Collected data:

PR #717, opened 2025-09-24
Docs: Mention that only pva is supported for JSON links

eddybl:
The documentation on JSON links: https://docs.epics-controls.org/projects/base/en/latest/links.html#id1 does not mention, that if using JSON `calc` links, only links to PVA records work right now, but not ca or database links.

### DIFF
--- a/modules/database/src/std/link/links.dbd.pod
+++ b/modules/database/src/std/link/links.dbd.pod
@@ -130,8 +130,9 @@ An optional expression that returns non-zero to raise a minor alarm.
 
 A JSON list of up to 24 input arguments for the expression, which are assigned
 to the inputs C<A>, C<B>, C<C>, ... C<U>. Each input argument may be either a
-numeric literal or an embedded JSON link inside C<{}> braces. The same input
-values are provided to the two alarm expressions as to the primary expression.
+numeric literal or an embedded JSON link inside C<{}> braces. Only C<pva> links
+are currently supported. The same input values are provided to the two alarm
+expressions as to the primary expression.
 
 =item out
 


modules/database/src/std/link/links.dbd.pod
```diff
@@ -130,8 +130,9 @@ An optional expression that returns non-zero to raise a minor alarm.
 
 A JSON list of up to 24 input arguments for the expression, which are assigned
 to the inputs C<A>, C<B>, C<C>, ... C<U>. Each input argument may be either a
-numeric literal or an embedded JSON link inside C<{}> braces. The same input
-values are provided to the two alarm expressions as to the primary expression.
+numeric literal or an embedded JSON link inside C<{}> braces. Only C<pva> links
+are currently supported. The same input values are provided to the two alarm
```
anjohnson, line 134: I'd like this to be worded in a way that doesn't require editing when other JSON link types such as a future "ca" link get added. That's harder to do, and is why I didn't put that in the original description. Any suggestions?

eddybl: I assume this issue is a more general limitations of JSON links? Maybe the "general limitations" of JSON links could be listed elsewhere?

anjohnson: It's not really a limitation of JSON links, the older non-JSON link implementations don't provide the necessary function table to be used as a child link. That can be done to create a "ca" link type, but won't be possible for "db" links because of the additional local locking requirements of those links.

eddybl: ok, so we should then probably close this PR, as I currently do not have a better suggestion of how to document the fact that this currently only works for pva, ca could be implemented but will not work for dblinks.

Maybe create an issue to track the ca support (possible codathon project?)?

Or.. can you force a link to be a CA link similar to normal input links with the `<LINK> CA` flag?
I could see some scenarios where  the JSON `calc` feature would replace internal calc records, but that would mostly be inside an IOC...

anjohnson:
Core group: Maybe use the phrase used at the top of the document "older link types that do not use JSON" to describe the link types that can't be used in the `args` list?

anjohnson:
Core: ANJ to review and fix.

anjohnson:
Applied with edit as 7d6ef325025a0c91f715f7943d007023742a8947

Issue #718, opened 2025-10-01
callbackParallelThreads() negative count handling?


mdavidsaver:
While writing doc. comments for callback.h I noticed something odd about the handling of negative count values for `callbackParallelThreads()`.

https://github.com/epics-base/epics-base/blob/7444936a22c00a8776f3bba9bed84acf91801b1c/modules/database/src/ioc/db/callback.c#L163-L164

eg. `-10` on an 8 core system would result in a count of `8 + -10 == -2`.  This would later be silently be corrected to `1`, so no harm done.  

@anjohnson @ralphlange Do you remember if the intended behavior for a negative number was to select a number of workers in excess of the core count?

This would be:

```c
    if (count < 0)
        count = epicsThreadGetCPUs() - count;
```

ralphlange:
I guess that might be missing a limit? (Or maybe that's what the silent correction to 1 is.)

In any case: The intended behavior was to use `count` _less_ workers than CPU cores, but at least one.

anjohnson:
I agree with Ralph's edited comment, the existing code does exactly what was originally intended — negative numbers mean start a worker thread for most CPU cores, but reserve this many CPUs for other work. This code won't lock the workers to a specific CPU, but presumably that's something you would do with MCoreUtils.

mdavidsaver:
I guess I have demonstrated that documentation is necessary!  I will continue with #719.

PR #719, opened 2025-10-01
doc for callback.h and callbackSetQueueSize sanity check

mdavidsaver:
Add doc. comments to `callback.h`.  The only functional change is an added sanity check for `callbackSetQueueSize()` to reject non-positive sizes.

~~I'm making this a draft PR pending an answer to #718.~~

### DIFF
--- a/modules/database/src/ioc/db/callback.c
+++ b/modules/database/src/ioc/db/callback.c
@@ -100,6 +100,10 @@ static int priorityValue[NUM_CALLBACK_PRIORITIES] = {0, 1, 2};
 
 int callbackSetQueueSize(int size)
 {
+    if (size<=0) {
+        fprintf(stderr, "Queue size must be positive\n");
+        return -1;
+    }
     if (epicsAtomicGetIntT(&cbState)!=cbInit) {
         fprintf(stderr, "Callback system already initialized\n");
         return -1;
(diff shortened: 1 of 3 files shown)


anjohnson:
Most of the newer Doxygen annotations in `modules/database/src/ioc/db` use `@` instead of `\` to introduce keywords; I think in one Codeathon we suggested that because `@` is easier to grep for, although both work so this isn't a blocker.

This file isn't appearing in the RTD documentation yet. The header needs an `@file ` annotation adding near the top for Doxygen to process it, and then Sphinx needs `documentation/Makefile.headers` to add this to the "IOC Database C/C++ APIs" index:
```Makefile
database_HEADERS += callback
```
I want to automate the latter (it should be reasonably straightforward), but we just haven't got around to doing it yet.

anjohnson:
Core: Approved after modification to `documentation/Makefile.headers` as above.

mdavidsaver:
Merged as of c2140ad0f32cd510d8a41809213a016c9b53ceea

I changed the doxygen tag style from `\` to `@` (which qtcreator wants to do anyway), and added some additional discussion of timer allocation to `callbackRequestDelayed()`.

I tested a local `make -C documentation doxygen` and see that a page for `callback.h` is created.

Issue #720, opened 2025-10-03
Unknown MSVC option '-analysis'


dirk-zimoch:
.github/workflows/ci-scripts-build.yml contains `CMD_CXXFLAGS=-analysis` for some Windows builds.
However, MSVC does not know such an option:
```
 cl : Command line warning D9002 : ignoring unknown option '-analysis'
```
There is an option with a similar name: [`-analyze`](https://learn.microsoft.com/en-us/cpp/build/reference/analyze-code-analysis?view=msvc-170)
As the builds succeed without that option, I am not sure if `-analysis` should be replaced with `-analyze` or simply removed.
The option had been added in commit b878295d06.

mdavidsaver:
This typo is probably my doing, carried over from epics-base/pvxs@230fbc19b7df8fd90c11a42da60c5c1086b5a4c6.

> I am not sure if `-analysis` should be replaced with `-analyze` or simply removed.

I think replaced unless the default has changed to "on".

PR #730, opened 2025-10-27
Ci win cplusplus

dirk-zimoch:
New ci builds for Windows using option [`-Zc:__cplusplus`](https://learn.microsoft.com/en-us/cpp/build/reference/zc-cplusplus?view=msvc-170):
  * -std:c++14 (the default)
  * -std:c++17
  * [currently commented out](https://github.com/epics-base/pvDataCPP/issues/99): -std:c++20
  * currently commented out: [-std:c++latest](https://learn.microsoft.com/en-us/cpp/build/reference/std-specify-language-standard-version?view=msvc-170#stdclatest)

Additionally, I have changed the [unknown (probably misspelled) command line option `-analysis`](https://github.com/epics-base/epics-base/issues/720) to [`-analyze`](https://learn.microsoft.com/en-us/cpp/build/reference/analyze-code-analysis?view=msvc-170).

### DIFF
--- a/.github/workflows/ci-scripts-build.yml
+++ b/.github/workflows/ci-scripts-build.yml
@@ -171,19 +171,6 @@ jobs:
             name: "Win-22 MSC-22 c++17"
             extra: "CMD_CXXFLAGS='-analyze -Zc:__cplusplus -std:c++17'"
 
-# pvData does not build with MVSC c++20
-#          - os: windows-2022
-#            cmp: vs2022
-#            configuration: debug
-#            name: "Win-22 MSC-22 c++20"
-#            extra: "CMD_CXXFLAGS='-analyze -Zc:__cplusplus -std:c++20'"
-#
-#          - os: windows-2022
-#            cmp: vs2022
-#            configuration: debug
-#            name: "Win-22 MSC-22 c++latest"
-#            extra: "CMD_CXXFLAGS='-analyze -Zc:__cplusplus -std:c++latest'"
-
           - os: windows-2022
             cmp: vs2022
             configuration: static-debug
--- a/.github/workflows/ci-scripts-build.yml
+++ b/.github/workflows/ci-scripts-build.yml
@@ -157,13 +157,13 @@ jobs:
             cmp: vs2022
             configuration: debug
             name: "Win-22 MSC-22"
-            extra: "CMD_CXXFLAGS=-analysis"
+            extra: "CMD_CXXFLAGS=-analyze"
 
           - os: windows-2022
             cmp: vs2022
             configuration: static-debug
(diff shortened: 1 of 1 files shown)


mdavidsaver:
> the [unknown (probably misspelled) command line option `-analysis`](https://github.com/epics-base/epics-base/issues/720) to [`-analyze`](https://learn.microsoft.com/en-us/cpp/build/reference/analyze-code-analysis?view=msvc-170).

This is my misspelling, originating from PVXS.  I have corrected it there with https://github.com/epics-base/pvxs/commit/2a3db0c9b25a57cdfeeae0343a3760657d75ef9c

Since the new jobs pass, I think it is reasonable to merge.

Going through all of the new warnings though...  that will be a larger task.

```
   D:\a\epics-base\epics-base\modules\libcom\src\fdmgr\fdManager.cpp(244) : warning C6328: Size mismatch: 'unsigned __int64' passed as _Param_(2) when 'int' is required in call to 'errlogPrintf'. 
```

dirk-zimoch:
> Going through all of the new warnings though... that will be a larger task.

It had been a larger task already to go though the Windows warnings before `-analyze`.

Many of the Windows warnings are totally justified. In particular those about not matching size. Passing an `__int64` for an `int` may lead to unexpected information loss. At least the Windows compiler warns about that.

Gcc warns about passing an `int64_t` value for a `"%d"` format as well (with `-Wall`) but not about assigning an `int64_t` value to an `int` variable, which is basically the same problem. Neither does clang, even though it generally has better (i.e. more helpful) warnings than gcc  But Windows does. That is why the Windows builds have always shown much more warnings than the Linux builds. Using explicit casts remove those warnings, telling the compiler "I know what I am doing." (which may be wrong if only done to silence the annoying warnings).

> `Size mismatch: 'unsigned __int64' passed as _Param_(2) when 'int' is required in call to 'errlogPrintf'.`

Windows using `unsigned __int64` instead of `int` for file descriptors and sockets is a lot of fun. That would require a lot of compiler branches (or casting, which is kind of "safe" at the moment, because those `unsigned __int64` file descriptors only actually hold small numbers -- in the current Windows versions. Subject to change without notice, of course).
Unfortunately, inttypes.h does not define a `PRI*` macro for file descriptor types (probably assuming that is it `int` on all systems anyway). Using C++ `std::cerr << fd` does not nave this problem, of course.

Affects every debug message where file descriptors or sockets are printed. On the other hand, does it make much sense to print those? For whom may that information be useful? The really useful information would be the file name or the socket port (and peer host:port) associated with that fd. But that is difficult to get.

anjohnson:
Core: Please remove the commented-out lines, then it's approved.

Your assignment — The answer is a single number, the count of lines in the records that contain the string "default".

Result of this exercise — 2